For Fermilab, Altunay works to understand the laboratory’s infrastructure, particularly how it serves wide-spread collaborations. As OSG cyber security head, Altunay works as part of a DOE-sponsored initiative to figure out the best way to protect the grid.
In both roles, Altunay aims to protect the computer system, but OSG security requires a unique approach.
“On individual computers, it is easy to maintain security. You know who is using it.
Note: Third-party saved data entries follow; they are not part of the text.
PR #820, opened 2025-06-19
Fix: Exception for Blazor WebAssembly using FileVersionInfo

### LINKED ISSUE #819: Exception for Blazor WebAssembly using FileVersionInfo
**Describe the bug**
 System.TypeInitializationException: The type initializer for 'Ical.Net.LibraryMetadata' threw an exception.
   ---> System.PlatformNotSupportedException: System.Diagnostics.FileVersionInfo is not supported on this platform.

**To Reproduce**
Build a Blazor WebAssembly application using ical.net

**Expected behavior**
No exception thrown.

- OS: [macOS 15.5]
- .NET version: [ .NET 9.0.6]
- ical.net version: [e.g. 5.0.0]

**Last working version**
ical.net 4.3.1

b-straub:
Correct fallback solution when 'FileVersionInfo.GetVersionInfo' is not available on a specific platform. 
Synchronize versions.

Resolves #819

### DIFF
--- a/Ical.Net/Constants.cs
+++ b/Ical.Net/Constants.cs
@@ -254,12 +254,21 @@ public static class LibraryMetadata
 
     private static string GetAssemblyVersion()
     {
+        string? version;
         var assembly = typeof(LibraryMetadata).Assembly;
-        var fileVersionInfo = FileVersionInfo.GetVersionInfo(assembly.Location);
+
         // Prefer the file version, but fall back to the assembly version if it's not available.
-        return fileVersionInfo.FileVersion
-               ?? assembly.GetName().Version?.ToString() // will only change for major versions
-               ?? "1.0.0.0";
+        try
+        {
+            var fileVersionInfo = FileVersionInfo.GetVersionInfo(assembly.Location);
+            version = fileVersionInfo.FileVersion;
+        }
+        catch (Exception)
+        {
+            version = assembly.GetName().Version?.ToString();
+        }
+
+        return version ?? "1.0.0.0";
     }
 }
 
--- a/Ical.Net/Constants.cs
+++ b/Ical.Net/Constants.cs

But on the Grid, you have no control, you don’t know if the patches are applied,” Altunay said.
To outsmart the hackers, Altunay is melding risk management with traditional security tactics.
She and colleagues at other DOE laboratories work to understand vulnerabilities in open science collaborations involving labs. They study how an attack would affect the machines and try to come up with a mathematical model of risk management and containment of attacks.
“We’re working to see if we can turn the more art-based scenario into a scientific one,” she said.
Computer security involves making sure that all computers have the necessary patches and upgrades, constantly checking for vulnerable areas and anticipating an attacker’s next move. Although no system can be completely protected, understanding and quantifying the risk and the security are very important goals. “Once we can understand what we have in our hands, then we can work against the attacks,” said Altunay.